Like many, I grew up with Columbo, the rumpled, supposedly forgetful, always sly and wise television detective. My dad loved Peter Falk and the show and the rest of the family grew to look forward to watching him too. But Falk was much more than his cigar-smoking, just rolled out of bed looking, basset hound owning, Old Hollywood star arresting, character. I haven't seen any of these in ages, but I can still remember enjoying watching him chase down murderers Roddy MacDowall, Leonard Nimoy, Louis Jourdan, Ray Milland, William Shatner, best buddy John Cassavetes, and frequent co-star Patrick McGoohan.

Columbo frequently liked the murderers he's after, too. "They're nice people."

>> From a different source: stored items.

PR #9502, opened 2016-06-05
common/buffer: add noexcept to ensure move ctor is used

tchaikov:
otherwise vector::push_back() will use the copy ctor if it resizes,
to enforce its strong exception guarantee.

### DIFF
--- a/src/common/buffer.cc
+++ b/src/common/buffer.cc
@@ -776,7 +776,7 @@ static simple_spinlock_t buffer_debug_lock = SIMPLE_SPINLOCK_INITIALIZER;
       bdout << "ptr " << this << " get " << _raw << bendl;
     }
   }
-  buffer::ptr::ptr(ptr&& p) : _raw(p._raw), _off(p._off), _len(p._len)
+  buffer::ptr::ptr(ptr&& p) noexcept : _raw(p._raw), _off(p._off), _len(p._len)
   {
     p._raw = nullptr;
     p._off = p._len = 0;
@@ -806,7 +806,7 @@ static simple_spinlock_t buffer_debug_lock = SIMPLE_SPINLOCK_INITIALIZER;
     }
     return *this;
   }
-  buffer::ptr& buffer::ptr::operator= (ptr&& p)
+  buffer::ptr& buffer::ptr::operator= (ptr&& p) noexcept
   {
     release();
     buffer::raw *raw = p._raw;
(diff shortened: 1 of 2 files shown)


src/common/buffer.cc
```diff
@@ -1350,7 +1350,7 @@ static simple_spinlock_t buffer_debug_lock = SIMPLE_SPINLOCK_INITIALIZER;
 
   // -- buffer::list --
 
-  buffer::list::list(list&& other)
+  buffer::list::list(list&& other) noexcept
     : _buffers(std::move(other._buffers)),
```
stiopaa1: @tchaikov 
I think std::list move constructor is not marked noexcept, so I was wondering if it's safe to be marking buffer::list::list(list&& other) noexcept ?

tchaikov: @stiopaa1 yeah, the default `std::allocator`'s ctor is not `noexcept`, and the list's sentry node could be allocated on heap. 

agree with you that it's safe to make sure that every line of the function should be `noexcept` if the function is `noexcept`. but i think the `noexcept` also defines an "exception boundary".

what if we can/do not handle the `bad_alloc` exception? can we add the `noexcept` specifier to the function which throws `bad_alloc` for better performance?

`buffer::list` is both a building block of ceph, it's also a part of librados library. so it is not acceptable for it to make a decision about killing the program on OOM. so as you suggested, i revert this change. but i think we can have it in other part of our project. for example, in #9361.

tchaikov:
tested at 

@cbodley could you take a look?

src/common/buffer.cc
cbodley: > agree with you that it's safe to make sure that every line of the function should be noexcept if the function is noexcept. but i think the noexcept also defines an "exception boundary".
> 
> what if we can/do not handle the bad_alloc exception? can we add the noexcept specifier to the function which throws bad_alloc for better performance?

it had been my understanding that noexcept actually turned off the bookkeeping that supports exception handling and that any exception thrown would lead to std::terminate, but it sounds like your interpretation is closer to the [spec](http://www.open-std.org/jtc1/sc22/wg21/docs/papers/2012/n3337.pdf):

> [15.4.9] Whenever an exception is thrown and the search for a handler (15.3) encounters the outermost block of a function with an _exception-specification_ that does not allow the exception, then [...] the function `std::terminate()` is called (15.5.1).

[cppreference](http://en.cppreference.com/w/cpp/language/noexcept_spec) rephrases it:

> If a search for a matching exception handler leaves a function marked `noexcept` or `noexcept(true)`, `std::terminate` is called immediately.

cbodley:
@tchaikov you can add my Reviewed-by. are you saying the failed test is unrelated, or did you want me to look at that too?

tchaikov:
> are you saying the failed test is unrelated

yeah, the failed test is unrelated.

thanks for your review @cbodley!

Everyone knows about his glass eye, lost in a childhood bout with cancer. And that he appeared in quite a few of Cassavetes's films, including Husbands, Mikey and Nicky, and A Woman Under the Influence.

But many of his other roles in films have resonated as much, if not more, than these classic roles for me:

I have always loved him as a comedic side-kick, in such films as The Great Race, Pocketful of Miracles, It's a Mad Mad Mad Mad World, and Robin and the Seven Hoods.

He is wonderful as the wise grandfather who narrates The Princess Bride.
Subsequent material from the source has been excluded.